Algorithms for a Topology-aware Massively Parallel Computation Model

Most of the prior work in massively parallel data processing assumes homogeneity, i.e., every computing unit has the same computational capability and can communicate with every other unit with the same latency and bandwidth. However, this strong assumption of a uniform topology rarely holds in practical settings, where computing units are connected through complex networks. To address this issue, Blanas et al. [9] recently proposed a topology-aware massively parallel computation model that integrates the network structure and heterogeneity in the modeling cost. The network is modeled as a directed graph, where each edge is associated with a cost function that depends on the data transferred between the two endpoints. The computation proceeds in synchronous rounds and the cost of each round is measured as the maximum cost over all the edges in the network. In this work, we take the first step into investigating three fundamental data processing tasks in this topology-aware parallel model: set intersection, cartesian product, and sorting.

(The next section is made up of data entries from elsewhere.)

PR #1045, opened 2022-05-25
Update settings.de.md

fkaminski:
Erweiterter Hinweise bez. Mail-Transport Settings und Encoding

### DIFF
--- a/docs/manual/system/settings.de.md
+++ b/docs/manual/system/settings.de.md
@@ -600,7 +600,7 @@ dazu auch die Informationen in der offiziellen [Symfony Dokumentation][SymfonyMa
 Falls der Benutzername oder das Passwort Sonderzeichen verwendet, müssen diese "URL enkodiert" werden. Es gibt
 verschiedene Online-Services, mit denen man auf einfache Weise eine beliebige Zeichenfolgen URL-encoden kann, z. B.
 [urlencoder.org](https://www.urlencoder.org/). Enkodiere den Benutzernamen und das Passwort separat, nicht gemeinsam
-mit dem Doppelpunkt. Die jeweiliege Kodierung eines Sonderzeichen muß mit % eingeleitet werden: Also z.B. %%23 für das Sonderzeichen #.
+mit dem Doppelpunkt. Bei Verwendung der `config.yml` muß die jeweiliege Kodierung eines Sonderzeichen mit % eingeleitet werden: Also z.B. %%23 für das Sonderzeichen #.
 {{% /notice %}}
 
 {{% notice tip %}}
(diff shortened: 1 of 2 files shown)


docs/manual/system/settings.de.md
```diff
@@ -600,7 +600,7 @@ dazu auch die Informationen in der offiziellen [Symfony Dokumentation][SymfonyMa
 Falls der Benutzername oder das Passwort Sonderzeichen verwendet, müssen diese "URL enkodiert" werden. Es gibt
 verschiedene Online-Services, mit denen man auf einfache Weise eine beliebige Zeichenfolgen URL-encoden kann, z. B.
 [urlencoder.org](https://www.urlencoder.org/). Enkodiere den Benutzernamen und das Passwort separat, nicht gemeinsam
-mit dem Doppelpunkt.
+mit dem Doppelpunkt. Die jeweiliege Kodierung eines Sonderzeichen muß mit % eingeleitet werden: Also z.B. %%23 für das Sonderzeichen #.
```
fritzmg: That depends on where you use it. A `%` character only needs to be doubled in your YAML config - but not if you use environment variables (via your `.env.local` for example). See https://symfony.com/doc/4.4/configuration.html#configuration-parameters

fritzmg (changes requested):

docs/manual/system/settings.de.md
fkaminski: However, should this not already be explicitly distinguished so?

fkaminski: Add a hint for config.yml usage

fritzmg: > However, should this not already be explicitly distinguished so?

I don't know what you mean? You need to distinguish that in your sentence that you want to add ;). e.g.:

> Note that in your YAML configuration files any `%` character [needs to be escaped](https://symfony.com/doc/4.4/configuration.html#configuration-parameters) with another `%`, so `%%23` for example for the the special character `#`. This will not be necessary if you defined your mailer DSN in an environment variable and you are only referencing that variable in your YAML configuration.

docs/manual/system/settings.de.md
```diff
@@ -600,7 +600,7 @@ dazu auch die Informationen in der offiziellen [Symfony Dokumentation][SymfonyMa
 Falls der Benutzername oder das Passwort Sonderzeichen verwendet, müssen diese "URL enkodiert" werden. Es gibt
 verschiedene Online-Services, mit denen man auf einfache Weise eine beliebige Zeichenfolgen URL-encoden kann, z. B.
 [urlencoder.org](https://www.urlencoder.org/). Enkodiere den Benutzernamen und das Passwort separat, nicht gemeinsam
-mit dem Doppelpunkt.
+mit dem Doppelpunkt. Bei Verwendung der `config.yml` muß die jeweiliege Kodierung eines Sonderzeichen mit % eingeleitet werden: Also z.B. %%23 für das Sonderzeichen #.
```
fritzmg:
```suggestion
mit dem Doppelpunkt. Bei Verwendung der `config.yaml` muß die jeweilige Kodierung eines Sonderzeichen mit `%` eingeleitet werden: Also z.B. `%%23` für das Sonderzeichen `#`.
```

fritzmg (changes requested):

docs/manual/system/settings.de.md
fkaminski: Thank you

fritzmg (approved):

netzarbeiter (approved):
Thank you, Franko

PR #1048, opened 2022-06-24
Hooks EventListener SetNewPassword $password is encrypted

d0p3fish:


fritzmg:
If the password really is passed encrypted - are you sure this isn't actually a bug in Contao?

fritzmg:
Yeah, looks like this has always been the encrypted password, even in Contao 2.11.

fritzmg:
Thank you @d0p3fish

PR #1051, opened 2022-06-29
Add information about "Click to edit"

ameotoko:
This documents the "Click to edit" feature in backend. The text is taken directly from [release notes](https://contao.org/en/news/contao-3_1_RC1.html).


ameotoko:
If https://github.com/contao/contao/pull/4904 gets merged, the behaviour of `ctrl-click` and `ctrl-shift-click` will be the opposite, starting from `5.0`

May be we should wait and see, how that plays out.

ameotoko:
https://github.com/contao/contao/pull/4904 is merged, so I guess I should either

1. document the new behavior as default and mention that it worked the other way around prior to `5.x`
2. leave as it is and mention that it will be reversed in `5.x`

Suggestions?

fritzmg:
Seems like there is some disagreement: https://github.com/contao/contao/pull/4910

ameotoko:
Contao 5 is released, what shall we do with this now?

netzarbeiter (approved):
Thank you, ameotoko

PR #1061, opened 2022-07-26
Fixed typo

Timo-Schroeder:
I think you switched some words around here. This should be a better formulation.


netzarbeiter (approved):
Thank you, Timo

PR #1063, opened 2022-08-09
Remove unnecessary translation

ameotoko:
I think it was not supposed to be translated; otherwise it looks strange – why English page title produces German alias😁


fritzmg (approved):

netzarbeiter (approved):
Thank you, ameotoko

PR #1064, opened 2022-08-11
Add Info about the MAILER_DSN environment variable

fkaminski:
See [#5063](https://github.com/contao/contao/pull/5063)


fritzmg (changes requested):
Actually we should just turn it around, because all actively supported Contao versions already support `MAILER_DSN` anyway (including 4.9 for example). Instead you could add a notice of type `info` that this variable was called `MAILER_URL` previously and since Contao 5.0 only `MAILER_DSN` will be supported.

However, I do notice another issue: for Contao 4.13 and above we need to refer to the Symfony Mailer documentation. That would be another notice.

fritzmg (approved):

PR #1069, opened 2022-08-23
Describe how to maintain Many-To-Many or One-To-Many relations with the DCA picker

richardhj:
I am using the DCA picker on Doctrine entities and this is how I got it working (real Doctrine associations instead of a serialized string in the database).

### DIFF
--- a/docs/dev/reference/widgets/picker.md
+++ b/docs/dev/reference/widgets/picker.md
@@ -131,6 +131,7 @@ use App\Entity\ContentElement;
 use App\Repository\ArticleRepository;
 use Contao\CoreBundle\DependencyInjection\Attribute\AsCallback;
 use Contao\DataContainer;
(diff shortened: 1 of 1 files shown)


fritzmg (changes requested):
I am not exactly sure I can merge this as is. I think the example will not be clear to the majority, as you are using entities for content elements and articles (if I understand this correctly)? In order to be of use for the rest it should use Contao's models instead, otherwise it is too specific to your personal Contao instance.

richardhj:
> I think the example will not be clear to the majority, as you are using entities for content elements and articles (if I understand this correctly)? In order to be of use for the rest it should use Contao's models instead, otherwise it is too specific to your personal Contao instance.

In reality, I am using entities like Product and ProductCategory but adapted it to Article/ContentElement to match the docs entry :)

We focus on network topologies that are tree topologies, and present both lower bounds as well as (asymptotically) matching upper bounds. Instead of assuming a worst-case distribution as in previous results, the optimality of our algorithms is with respect to the initial data distribution among the network nodes. Apart from the theoretical optimality of our results, our protocols are simple, use a constant number of rounds, and we believe can be implemented in practical settings as well.